La demande se fait par l'intermédiaire d'une requête adressée au juge des enfants du tribunal du domicile de la personne chez qui l'enfant réside.

Dès l'ouverture de la procédure, le juge doit informer le Procureur de la République, les parents, et la personne ou institution à qui l'enfant a été confié (s'ils ne sont pas à l'origine de la demande). Au cours de la procédure, le juge doit convoquer les parents, la personne ou l'institution à qui l'enfant a été confié, et l'enfant (s'il est capable de discernement).

Le juge ordonne toute mesure d'information sur la personnalité et les conditions de vie de l'enfant et de ses parents (enquête sociale, examens médicaux…). L’objectif est de recueillir le plus grand nombre d’informations pour évaluer la gravité du danger et les capacités des parents à assurer la protection de leur enfant.

Lors de l'audience, si l'enfant est capable de discernement, le juge effectue un entretien individuel avec lui. Le juge peut également entendre toute personne qui pourrait apporter des éléments utiles à la compréhension de la situation familiale.

À l'issue de l'audience, le juge peut décider de confier l'enfant à l'autre parent, à un membre de la famille, au service départemental de l'aide sociale à l'enfance (Ase), ou à un service ou établissement sanitaire ou d'éducation.

En cas d'urgence, le juge des enfants peut prononcer une mesure de protection provisoire.

L'Enquête Sociale : Un Élément Déterminant

Dans les procédures devant le Juge aux Affaires Familiales (JAF), l'enquête sociale joue un rôle crucial. L’enquêteur social doit prendre l’initiative de recueillir tous les éléments visant à éclairer le juge, en réalisant notamment deux entretiens avec chaque parent. Il doit connaître les caractéristiques de leur logement, leur situation financière, et la nature de leurs activités professionnelles.

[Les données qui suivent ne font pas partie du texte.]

PR #771, opened 2023-05-28
PSD: Adding parsing for 'lsdk' (undocumented) additional layer information

daaaaa:
Photoshop currently has an additional not documented key for "additional layer information" that is `lsdk`.

This should be a `nested section divider setting` and should have the same behaviour of `lsct`, that is`section divider setting`.

Other PSD libraries parse it in an equivalent fashion:
- [webtoon/psd](https://github.com/webtoon/psd/blob/main/packages/psd/src/sections/LayerAndMaskInformation/AdditionalLayerInfo/index.ts#L76)
- [psd-tools/psd-tools](https://github.com/psd-tools/psd-tools/blob/main/src/psd_tools/api/psd_image.py#L589)

And here some some github discussions [link1](https://github.com/layervault/psd.rb/issues/38) and [link2](https://github.com/psd-tools/psd-tools/issues/16).

Unfortunately I cannot share the PSD I am working on since it's covered by an NDA and I was not able to reproduce it by myself.

### DIFF
--- a/imageio/imageio-psd/src/main/java/com/twelvemonkeys/imageio/plugins/psd/PSD.java
+++ b/imageio/imageio-psd/src/main/java/com/twelvemonkeys/imageio/plugins/psd/PSD.java
@@ -709,4 +709,6 @@ interface PSD extends com.twelvemonkeys.imageio.metadata.psd.PSD {
     int luni = 'l' << 24 | 'u' << 16 | 'n' << 8 | 'i';
     int lyid = 'l' << 24 | 'y' << 16 | 'i' << 8 | 'd';
     int lsct = 'l' << 24 | 's' << 16 | 'c' << 8 | 't';
+    // Undocumented: Nested section divider setting
+    int lsdk = 'l' << 24 | 's' << 16 | 'd' << 8 | 'k';
 }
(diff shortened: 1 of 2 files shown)


imageio/imageio-psd/src/main/java/com/twelvemonkeys/imageio/plugins/psd/PSD.java
```diff
@@ -709,4 +709,5 @@ interface PSD extends com.twelvemonkeys.imageio.metadata.psd.PSD {
     int luni = 'l' << 24 | 'u' << 16 | 'n' << 8 | 'i';
     int lyid = 'l' << 24 | 'y' << 16 | 'i' << 8 | 'd';
     int lsct = 'l' << 24 | 's' << 16 | 'c' << 8 | 't';
+    int lsdk = 'l' << 24 | 's' << 16 | 'd' << 8 | 'k';
```
haraldk, line 712: Can you add just a line comment here, like: "// Undocumented: Nested section divider setting" or some similar thing, just so we don't forget what it is here for?

haraldk (commented):
I'm usually reluctant to PRs without tests, but this seems warranted...

daaaaa:
> I'm usually reluctant to PRs without tests, but this seems warranted...

I agree 100% on that.
As soon as I will be able to create a file with that key I'll share it here.

haraldk (approved):

haraldk:
Thanks!

PR #801, opened 2023-08-22
Batik version bump

KoenDG:
Compiled locally, so version 1.17 should be available.

3 security fixes:

https://issues.apache.org/jira/browse/BATIK-1349
https://issues.apache.org/jira/browse/BATIK-1347
https://issues.apache.org/jira/browse/BATIK-1346

Something about defining a list for running javascript and then disabling the previous default which allowed everything to run, without configuration.

### DIFF
--- a/imageio/imageio-batik/pom.xml
+++ b/imageio/imageio-batik/pom.xml
@@ -17,7 +17,7 @@
 
     <properties>
         <project.jpms.module.name>com.twelvemonkeys.imageio.batik</project.jpms.module.name>
-        <batik.version>1.16</batik.version>
+        <batik.version>1.17</batik.version>
     </properties>
 
     <build>


haraldk (commented):
Unfortunately, the changes (in Batik) breaks the tests. Do you have time to look into it?

KoenDG:
Just so we're on the same page: I don't actually work on batik. I had to ask something on the mailing list once and now I get these emails when a new release comes out.

I had a look, it looks like they reversed their policy on allowing external resources. You now need to explicitly allow it.

Which can be seen here: https://github.com/apache/xmlgraphics-batik/compare/batik-1_16...1_17#diff-a09c2e890f1e06f62bf5aa58e89994fddb18d88e526a7bab80aef1d55af657d9

Apparently you need to set `-allowExternalResources` as a flag? But I don't see how.

Looks like the documentation isn't updated yet either: https://people.apache.org/~clay/batik/security.html


So yeah, no idea, sorry.

haraldk:
No worries, I think I figured out how to pass my parameter on to Batik, to enable/disable the stricter check.

haraldk:
Duplicate of #802

PR #859, opened 2023-11-05
SpotBugs bug on bitwise OR of signed byte computed

KoenDG:
In trying out more static analysis, I ran into spotbugs, which produced this.

It seems to be a very niche, specific issue, only appearing for signed bytes, but also so extremely unlikely to be detected if you have to look for it. So I thought I'd add it, since the fix seems to be safe in all cases, from what I understand.

Though the test suites will have to indicate that in the end.

The detection is described here: https://spotbugs.readthedocs.io/en/stable/bugDescriptions.html#bit-bitwise-or-of-signed-byte-value-bit-ior-of-signed-byte

I'll copy the explanation here:

Loads a byte value (e.g., a value loaded from a byte array or returned by a method with return type byte) and performs a bitwise OR with that value. Byte values are sign extended to 32 bits before any bitwise operations are performed on the value. Thus, if `b[0]` contains the value `0xff`, and `x` is initially 0, then the code `((x << 8) | b[0])` will sign extend `0xff` to get `0xffffffff`, and thus give the value `0xffffffff` as the result.

In particular, the following code for packing a byte array into an int is badly wrong:
```
int result = 0;
for (int i = 0; i < 4; i++) {
    result = ((result << 8) | b[i]);
}
```
The following idiom will work instead:
```
int result = 0;
for (int i = 0; i < 4; i++) {
    result = ((result << 8) | (b[i] & 0xff));
}
```

### DIFF
--- a/imageio/imageio-tiff/src/main/java/com/twelvemonkeys/imageio/plugins/tiff/TIFFImageReader.java
+++ b/imageio/imageio-tiff/src/main/java/com/twelvemonkeys/imageio/plugins/tiff/TIFFImageReader.java
@@ -1325,12 +1325,12 @@ public final class TIFFImageReader extends ImageReaderBase {
                     // but has the correct offset to the JPEG stream in the StripOffsets tag.
                     long realJPEGOffset = jpegOffset;
 
-                    short expectedSOI = (short) (imageInput.readByte() << 8 | imageInput.readByte());
+                    short expectedSOI = (short) (imageInput.readByte() << 8 | (imageInput.readByte() & 0xff));
                     if (expectedSOI != (short) JPEG.SOI) {
                         if (stripTileOffsets != null && stripTileOffsets.length == 1) {
                             imageInput.seek(stripTileOffsets[0]);
 
-                            expectedSOI = (short) (imageInput.readByte() << 8 | imageInput.readByte());
+                            expectedSOI = (short) (imageInput.readByte() << 8 | (imageInput.readByte() & 0xff));
                             if (expectedSOI == (short) JPEG.SOI) {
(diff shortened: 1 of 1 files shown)


KoenDG:
Welp, test failures. Though with specific changed output messages. 

It seems to now be encountering this: https://github.com/haraldk/TwelveMonkeys/blob/fef8ff3aab76786ac5d14f4f88569669590e91e5/imageio/imageio-tiff/src/main/java/com/twelvemonkeys/imageio/plugins/tiff/TIFFImageReader.java#L1374

Where before it did not.

I can't tell the significance of this, I'm afraid.

haraldk:
Good catch! Interesting find. 😀 

Just because something "works" doesn't necessarily mean it's _correct_... I'll need to dig a bit further to understand why the current (incorrect) code seems to produce good results, and why the fix don't. Might be more issues with the logic. 

But I think as the JPEG markers are always `0xFFnn` (and the markers we're interested in are SOI; `0xFFD8` and SOS; `0xFFDA`), the sign extension will just "mask" the first byte which should be `0xFF` anyway...

KoenDG:
Neat. Glad to hear it's something actually worth looking in to. I just hope I'm not wasting your time with PRs like this.

haraldk:
As you might have seen, I'm doing a major TIFF reader clean-up/refactor. I fixed the issue this PR addresses in a separate branch, that I'll merge soon. It was actually a real bug (and the test that failed was incorrect). The TIFF reader is just so lenient about minor TIFF format mistakes it decoded the image correctly anyway. 😛

KoenDG:
Neat. I'll close this PR then.

PR #319, opened 2017-10-17
Make "component" packages install to libraries

RobLoach:
This allows installing packages that are of type "component".

### DIFF
--- a/composer.json
+++ b/composer.json
@@ -65,7 +65,7 @@
     "extra": {
         "installer-paths": {
             "web/core": ["type:drupal-core"],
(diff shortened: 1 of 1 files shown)


hawkeyetwolf:
@RobLoach note that I think this now needs to be updated to add the [Composer Installers Extender](https://github.com/oomphinc/composer-installers-extender) dependency and setting, since we found out the "component" type is not recognized by the main [composer/installers](https://github.com/composer/installers) project.

RobLoach:
Yes, needs updating. Thanks for the reminder.

PR #321, opened 2017-10-20
add more documentation for using composer-patches

redbrickone:
Need to add if you want to want to user composer-patches, you need to first require the plugin.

L’enquêteur social doit prendre contact avec les médecins et les thérapeutes, et rencontrer le concubin éventuel. Il doit amener l’enfant à parler de sa vie familiale, de son environnement.

Il faut motiver la demande de contre-enquête et de nouvelle enquête, en apportant la preuve d’une mauvaise appréciation de certains éléments, ou des évolutions très importantes de la situation rendant caduques les propositions de l’enquêteur social.

La Parole de l'Enfant : Un Droit Fondamental

L’article 388-1 du code civil stipule que le mineur peut être entendu par le juge ou, lorsque son intérêt le commande, par la personne désignée par le juge à cet effet. Cette audition est de droit lorsque le mineur en fait la demande. Lorsque le mineur refuse d’être entendu, le juge apprécie le bien-fondé de ce refus. Il peut être entendu seul, avec un avocat ou une personne de son choix.

Recours et Actions Possibles

La famille (ou le parent concerné) peut assigner le service social concerné devant le tribunal judiciaire pour faute professionnelle, en demandant des dommages intérêts. Elle peut également porter plainte pour faux intellectuel.

Désaccords avec la PMI : Comment Réagir ?

En cas de désaccords avec la PMI, il est important de connaître ses droits et les recours possibles. Il est conseillé de :

  • Demander des explications claires et écrites sur les motifs du désaccord.
  • Consulter les textes réglementaires pour vérifier la légalité des demandes de la PMI.
  • Faire appel à un avocat spécialisé en droit de la famille ou en droit social.
  • Saisir la Commission Consultative Paritaire Départementale (CCPD) en cas de réduction ou de refus de renouvellement d'agrément.